The Utility of Mindfulness During Pregnancy and Postpartum Recovery

Birthing individuals undergo many changes during conception, pregnancy, and postpartum recovery (i.e., changes in hormone levels, relationships, weight, and stress) that often have impacts on their mental health. Ongoing complications during this time can develop into mental illness (such as postpartum depression and anxiety) which has several significant risks for parents and baby.

At its core, mindfulness emphasizes being fully present in the moment without judging our internal experience (thoughts and feelings). Research shows that individuals who practice mindfulness during conception, pregnancy, and the postpartum period have fewer depression and anxiety symptoms, shorter labor and delivery times, and are better equipped when coping with stressors. Furthermore, parents who practice mindfulness are more likely to have greater self-compassion. Bye-bye, parental guilt! What’s more, studies have shown that practicing mindfulness exercises for as little as three minutes daily can have significant and long-lasting improvements in one’s mental health. 

Mindfulness Exercises to Try at Home:

Notice your breathing for 60 seconds. Track what each breath feels like as you inhale and exhale. Are some breaths longer or shorter than others? What is the temperature like for each breath (warm or cool)? What does inhaling feel like (deep or shallow) and where in your body do you feel each inhale/exhale (nose cavity, throat, lungs, diaphragm, etc)? As you notice a thought or feeling coming into your awareness, simply acknowledge it as "thinking" or "feeling" and bring your attention back to the breath.

Mindfully enjoy a snack or meal.
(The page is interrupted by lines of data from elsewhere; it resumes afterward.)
PR #258, opened 2018-05-04
repoclosure on non-existing package ends with error (RhBug:1571622)

m-blaha:
When the repoclosure command gets non-existing package in the --pkg option,
it shows an error message and returns error code.

https://bugzilla.redhat.com/show_bug.cgi?id=1571622

### DIFF
--- a/plugins/repoclosure.py
+++ b/plugins/repoclosure.py
@@ -105,7 +105,10 @@ class RepoClosureCommand(dnf.cli.Command):
             pkglist_q = self.base.sack.query().filter(empty=True)
             errors = []
             for pkg in self.opts.pkglist:
-                pkg_q = to_check.filter(name=pkg)
+                subj = dnf.subject.Subject(pkg)
+                pkg_q = to_check.intersection(
+                    subj.get_best_query(self.base.sack, with_nevra=True,
+                                        with_provides=False, with_filenames=False))
                 if pkg_q:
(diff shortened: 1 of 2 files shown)


plugins/repoclosure.py
```diff
@@ -103,6 +103,9 @@ def _get_unresolved(self, arch=None):
 
         if self.opts.pkglist:
             to_check = to_check.filter(name=self.opts.pkglist)
```
j-mracek: Believe that each of argument should be checked separately. Otherwise the command like "dnf repoclosure --pkg dnf --pkg notMe" will exit with 0, even if package  "notMe" is not present.

plugins/repoclosure.py
```diff
@@ -102,16 +102,27 @@ def _get_unresolved(self, arch=None):
             to_check = self.base.sack.query().available()
 
         if self.opts.pkglist:
-            to_check = to_check.filter(name=self.opts.pkglist)
+            pkglist_q = self.base.sack.query().filter(empty=True)
+            errors = []
+            for pkg in self.opts.pkglist:
+                pkg_q = to_check.filter(name=pkg)
```
j-mracek: According to doc:
``--pkg <pkg``
    Check closure for this package only.

pkg could be not only pkg name. What about to use a subject with_nevra only?

j-mracek:
It looks good

PR #261, opened 2018-05-10
copr: fix bz#1576736

clime:
Fixes https://bugzilla.redhat.com/show_bug.cgi?id=1576736.

Details about name mangling: https://docs.python.org/3/reference/expressions.html?highlight=name%20mangling#atom-identifiers

### DIFF
--- a/plugins/copr.py
+++ b/plugins/copr.py
@@ -36,13 +36,13 @@ import re
 # If that fails, attempt to import the deprecated implementation
 # from the platform module.
 try:
-    from distro import linux_distribution as linux_distro
+    from distro import linux_distribution
 except ImportError:
     try:
-        from platform import linux_distribution as linux_distro
+        from platform import linux_distribution
     except ImportError:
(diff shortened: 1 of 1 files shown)


xsuchy:
:+1:

plugins/copr.py
```diff
@@ -36,13 +36,13 @@
 # If that fails, attempt to import the deprecated implementation
 # from the platform module.
 try:
-    from distro import linux_distribution as __linux_distro
+    from distro import linux_distribution as linux_distro
```
m-blaha: How about removing this `as linux_distro` import and rename the function on the line 45 to `def linux_distribution()`?

j-mracek: @clime @xsuchy I am neutral here. What do you think?

clime: I made the changes as requested.

m-blaha:
@rh-atomic-bot r+

PR #1209, opened 2026-05-05
SPSH-3352: fix rolle deletion by implementing Rolle deletion service and refactoring related components

clauyan:
# Description

## Approval for review


src/modules/rolle/repo/rolle.repo.ts
```diff
@@ -486,32 +486,27 @@ export class RolleRepo {
...
         try {
-            //Cascade removal
-            await this.em.removeAndFlush(rolleEntity);
+            const entity: RolleEntity = this.em.create(RolleEntity, mapRolleAggregateToData(rolle.value));
+            await this.em.removeAndFlush(entity);
         } catch (ex) {
             if (ex instanceof ForeignKeyConstraintViolationException) {
                 return new RolleHatPersonenkontexteError();
             }
+            throw ex;
```
YoussefBouch, line 491: does it make more sense to throw errors from the controller as usual? this is the only method throwing from the repo

clauyan: In general, yes, but we don't have an established mechanism for that. The other methods just don't handle exceptions from the driver at all, so they also throw, but implicitly. I had a brief chat with @marode-cap and we agreed that it is better to rethrow the exception here instead of swallowing the error like before. The error is then filtered globally and mapped to the generic DB-Error.

YoussefBouch (approved):

PR #1225, opened 2026-05-27
SPSH-3034-CSRF

YoussefBouch:
# Description

## Approval for review


src/modules/authentication/api/csrf-token.guard.ts
```diff
@@ -0,0 +1,44 @@
...
+
+        // Skip JWT requests (Authorization: Bearer ...)
+        if (this.isJwtRequest(request)) {
+            return true;
+        }
+
+        // Skip public routes
+        if (this.isPublicRoute(request.path)) {
+            return true;
+        }
```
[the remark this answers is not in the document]
YoussefBouch: @casparneumann-cap What do you think? Does Keycloak need these endpoints as of now?

If yes then I'd implement this suggestion.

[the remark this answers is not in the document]
casparneumann-cap: VERY IMPORTANT!: api-key communication is only internal communication we should skip CSRF validation when an api-key header is present. Otherwise Email Microservice Communication as Well as Keycloak Communication will be blocked.

src/modules/authentication/api/authentication.controller.ts
```diff
@@ -114,6 +118,42 @@ export class AuthenticationController {
...
+            const token: string = request.session?.csrfToken || this.csrfTokenService.generateToken(request);
+
+            this.logger.info('CSRF token provided to authenticated user');
+
+            return new CsrfTokenResponse(token);
+        } catch (error) {
+            this.logger.error('Failed to generate CSRF token', error);
+            return new CsrfTokenErrorResponse('Failed to generate CSRF token');
+        }
+    }
```
casparneumann-cap, line 165: This CSRF-token endpoint advertises 401 for unauthenticated callers, but the implementation just returns an error object, so Nest will still send 200 for both auth failures and token-generation failures.

casparneumann-cap (changes requested):

src/modules/authentication/api/authentication.controller.ts
YoussefBouch: Used UnauthorizedException for 401 and InternalServerErrorException for 500.

src/modules/authentication/api/csrf-token.guard.ts
```diff
@@ -0,0 +1,50 @@
...
+    private isJwtRequest(request: Request): boolean {
+        const authHeader: string = request.headers.authorization || '';
+        return authHeader.startsWith('Bearer ');
+    }
+
+    private isPublicRoute(path: string): boolean {
+        const publicRoutes: string[] = ['/api/health', '/api/auth/login', '/api/docs', '/api/docs-json'];
+        return publicRoutes.some((route: string) => path.startsWith(route));
+    }
+}
```
casparneumann-cap: I think this hard-coded list is very clunky. We’ll have to keep it in mind going forward. Also, e.g. the internal email cron controller from the new microservice is missing, for example. Isn’t there a way to automatically retrieve this information via the public annotation, perhaps with some customization?

src/modules/authentication/services/csrf-token.service.ts
```diff
@@ -0,0 +1,48 @@
...
+        }
+
+        // Query fallback
+        if (request.query['csrfToken']) {
+            return request.query['csrfToken'] as string;
+        }
+
+        return undefined;
+    }
+}
```
casparneumann-cap, line 52: Instead of  "as string" I suggest working with unknown + typeguard.

casparneumann-cap (changes requested):

casparneumann-cap (approved):

PR #1230, opened 2026-06-03
SPSH-3669

casparneumann-cap:
# Description

## Approval for review


src/modules/service-provider/repo/service-provider.repo.ts
```diff
@@ -151,6 +151,27 @@ export class ServiceProviderRepo {
...
+            ServiceProviderEntity,
+            {
+                providedOnSchulstrukturknoten: { $in: organisationIds },
+                vidisAngebotId: { $ne: null },
+            },
+            {
+                exclude,
+                populate: ['merkmale'],
+            },
+        );
```
marode-cap:
```suggestion
        const serviceProviders: ServiceProviderEntity[] = await this.em.find(
            ServiceProviderEntity,
            {
                providedOnSchulstrukturknoten: { $in: organisationIds },
                vidisAngebotId: { $ne: null },
            },
            {
                exclude: ['logo'] as const,
                populate: ['merkmale'],
            },
        );
```

src/modules/vidis/core/vidis.sync-service.ts
```diff
@@ -0,0 +1,376 @@
...
+        schoolOffset: number,
+        permissions: IPersonPermissions,
+    ): Promise<void> {
+        const [schools, total]: Counted<Organisation<true>> = await this.organisationRepo.findBy(
+            new OrganisationScope()
+                .findBy({
+                    typ: 'SCHULE',
+                })
+                .paged(schoolOffset, this.vidisConfig.SYNC_SCHOOLS_PAGE_SIZE),
+        );
```
marode-cap, line 100: Does the default scope contain a default ordering? Paging might not be stable otherwise.

charts/dbildungs-iam-server/values.yaml
```diff
@@ -357,11 +359,11 @@ cronjobs:
...
-#    cron-trigger-6:
-#      schedule: 30 0 * * *
-#      endpoint: '/api/cron/vidis-angebote'
-#      httpMethod: 'PUT'
-#      script: 'cron_trigger.sh'
+    cron-trigger-6:
+      schedule: "30 0 1 6 *"
+      endpoint: '/api/cron/vidis-sync'
+      httpMethod: 'PUT'
+      script: 'cron_trigger.sh'
```
marode-cap, line 366: Should this already be activated? Would affect prod after the next release

src/modules/vidis/core/vidis.sync-service.ts
```diff
@@ -0,0 +1,376 @@
...
+import { ConfigService } from '@nestjs/config';
+import { VidisApiAdapter } from '../adapter/domain/vidis-api.adapter.js';
+
+type VidisSchoolActivatedAngebot = {
+    angebot: VidisServiceResponseAngebot;
+    date: string;
+};
+
+type VidisAngeboteByOrganisationId = Record<string, VidisSchoolActivatedAngebot[]>;
+type VidisOrganisationIdByKennung = Record<string, string>;
```
marode-cap, line 36: Any reasons why this doesn't use a Map<>?

src/modules/vidis/core/vidis.sync-service.ts
```diff
@@ -0,0 +1,376 @@
...
+                    syncOperations.push(Promise.reject(deleteRollenerweiterungenResult.error));
+                }
+            } catch (error) {
+                const rejectionReason: Error = error instanceof Error ? error : new Error(String(error));
+                syncOperations.push(Promise.reject(rejectionReason));
+            }
+        }
+
+        return Promise.allSettled(syncOperations).then((results: PromiseSettledResult<unknown>[]) => {
+            const failedOperations: PromiseSettledResult<unknown>[] = results.filter(
```
marode-cap: why use `.then()` instead of awaiting the promise? This is just unnecessary indendation

src/modules/vidis/core/vidis.sync-service.ts
```diff
@@ -0,0 +1,376 @@
...
+                (angebotInDb: ServiceProvider<true>) =>
+                    angebotInDb.vidisAngebotId !== undefined && !vidisAngebotIds.has(angebotInDb.vidisAngebotId),
+            )
+            .map((angebotInDb: ServiceProvider<true>) => angebotInDb.id);
+
+        if (missingAngeboteInDb.length === 0 && serviceProviderIdsMissingInVidis.length === 0) {
+            this.logger.info(
+                `No differences between VIDIS API and database for school with organisationId: ${organisationId}`,
+            );
+            return Promise.resolve();
```
marode-cap: this is already an async function, `return;` should suffice

charts/dbildungs-iam-server/values.yaml
casparneumann-cap: It will not run in the next 12 Months due to "30 0 1 6 *".

src/modules/vidis/core/vidis.sync-service.ts
casparneumann-cap: A Simple Record is enough here. Since we don't use any Map features we are not losing any behavior we need.

src/modules/vidis/core/vidis.sync-service.ts
casparneumann-cap: I added .sortBy('id', ScopeOrder.ASC) to be sure

marode-cap (approved):

PR #1237, opened 2026-06-09
SPSH-3777

pkleybolte:
# Description

https://ticketsystem.dbildungscloud.de/browse/SPSH-3777

## Approval for review


src/modules/rolle/domain/rolle-find.service.ts
```diff
@@ -83,6 +83,85 @@ export class RolleFindService {
...
+        const [candidateRollen]: Counted<Rolle<true>> = await this.rolleRepo.findBy({
+            searchStr: params.searchStr,
+            allowedOrganisationIds,
+            rollenArten: params.rollenArten,
+        });
+
+        let allowedRollen: Rolle<true>[] = candidateRollen;
+        if (targetOrganisationIds !== undefined && targetOrganisationIds.length > 0) {
+            const organisationIdsWithParents: OrganisationID[] =
+                await this.getOrganisationIdsWithParents(targetOrganisationIds);
```
YoussefBouch: `getOrganisationIdsWithParents` is called for `allowedOrganisationIds` already, maybe you can re-use it.

src/modules/rolle/domain/rolle-find.service.ts
```diff
@@ -83,6 +83,85 @@ export class RolleFindService {
...
+                                    return canAssignResult.ok;
+                                }),
+                            )
+                        ).some(Boolean);
+
+                        return canBeAssignedToAnyTargetOrga ? rolle : null;
+                    }),
+                )
+            ).filter((rolle: Rolle<true> | null): rolle is Rolle<true> => rolle !== null);
+        }
```
YoussefBouch: All `candidateRollen` are evaluated against `targetOrganisationsWithParents` with no early exit when a match is found. I think we could early exit as soon as a match is found instead of evaluating against every other orga:

```
allowedRollen = (
    await Promise.all(candidateRollen.map(async (rolle) => {
        for (const organisation of targetOrganisationsWithParents) {
            const result = await rolle.canBeAssignedToOrga(organisation);
            if (result.ok) return rolle; // here we early exit
        }
        return null;
    }))
).filter((rolle): rolle is Rolle<true> => rolle !== null);
```

YoussefBouch (approved):

PR #1244, opened 2026-06-24
SPSH-2971

YoussefBouch:
# Description

## Approval for review


src/modules/service-provider/api/provider.controller.ts
clauyan, line 1: `findRollenerweiterungenByServiceProviderId` does permission-checks, which we generally avoid in controllers. Consider moving the logic related to fetching the rollenerweiterungen into a service, i.e. `rolle/domain/rollenerweiterung-find.service.ts`.

src/modules/service-provider/api/provider.controller.spec.ts
```diff
@@ -271,7 +278,7 @@ describe('Provider Controller Test', () => {
             expect(result.items[0]?.organisationKennung).toBe('FixedOrgaKennung2');
         });
 
-        it('should throw MissingPermissionsError when user lacks permission when filtering for orga', async () => {
+        it.only('should throw MissingPermissionsError when user lacks permission when filtering for orga', async () => {
```
clauyan: Leftover `only`

src/modules/rolle/repo/rollenerweiterung.repo.integration-spec.ts
clauyan, line 1: Consider adding an integration test for the new code path with `rolleIds`

src/modules/rolle/repo/rolle.repo.integration-spec.ts
clauyan, line 1: Add an integration test for `findRollenAuthorized` with `systemrechte`.

src/modules/rolle/api/find-rolle-query.param.ts
```diff
@@ -22,19 +23,35 @@ export class FindRolleQueryParams extends PagedQueryParams {
...
-    public readonly organisationId?: string;
+    public readonly organisationId?: OrganisationID;
 
     @IsOptional()
-    @IsEnum(RollenSystemRechtEnum)
+    @IsUUID(undefined, { each: true })
+    @TransformToArray()
+    @ArrayUnique()
+    @ApiProperty({
+        description: 'The ids of the selected Rollen',
```
clauyan: Add an explanation, that these ids have an or-relationship with the other parameters. Optionally add that this required by our implementation of Autocomplete in the frontend.

src/modules/rolle/api/rolle.controller.integration-spec.ts
clauyan, line 1: Consider adding integration tests for different combinations of `systemrechte` and `rolleIds`

clauyan (changes requested):

src/modules/service-provider/api/provider.controller.ts
YoussefBouch: Yeah, I agree 👍 it would be cleaner to move permissions check from the controllers into a separate service.

For this ticket though, I’d prefer to leave it as-is, otherwise it will likely grow quite a bit (refactoring + test adjustments) and we might go out of scope pretty quickly and have to postpone merging.
It’s also not something that was newly introduced, it’s been there for a while already. What do you think?

clauyan: Hm, I worry that it will just stay as is, if we don't do it, but I agree. We should prioritize delivering the feature on time.

src/modules/rolle/repo/rollenerweiterung.repo.ts
```diff
@@ -296,6 +297,10 @@ export class RollenerweiterungRepo {
             qb = qb.andWhere({ organisationId: { $in: organisationIds } });
         }
 
+        if (rolleIds && rolleIds.length > 0) {
+            qb = qb.andWhere({ rolleId: { $in: rolleIds } });
```
clauyan, line 301: This implementation returns only Rollenerweiterungen for specified `rolleIds`. That means the list in the frontend will show orga and ONLY the rollen, that are matched by the filter. Is that the intended behavior? Or should it be something like 'include the orga and all rollenerweiterungen, if a rollenerweiterung with this orga, rolle and angebot exists'?

YoussefBouch: According to one PO when an Admin sets a filter for a specific Rolle they shouldn't be seeing any other Rolle otherwise it's confusing (And I agree because in the case  you're describing the Rollenfilter is basically useless in combination with Schulfilter if you end up showing all Rollen for the Orga anyways so I'm pretty sure it wouldn't be a good thing to do it that way. 

But i'll bring it up again while testing it with them to make sure.

clauyan: Then it's fine imo

clauyan (approved):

First, start by looking at the meal/snack. Notice the colors and visible textures. Notice the smells and see what ingredients you detect just by using your nose. Observe any sounds the food is making (crackling, sizzling, crunching) by running your hand or utensil over it. Lastly, taste the food! Start with a small bite and notice the flavors and textures. Do this with each bite.

Listen to a new song and notice each note, lyric, pause in singing, etc for the duration of the song. When your mind wanders, gently bring it back to the song.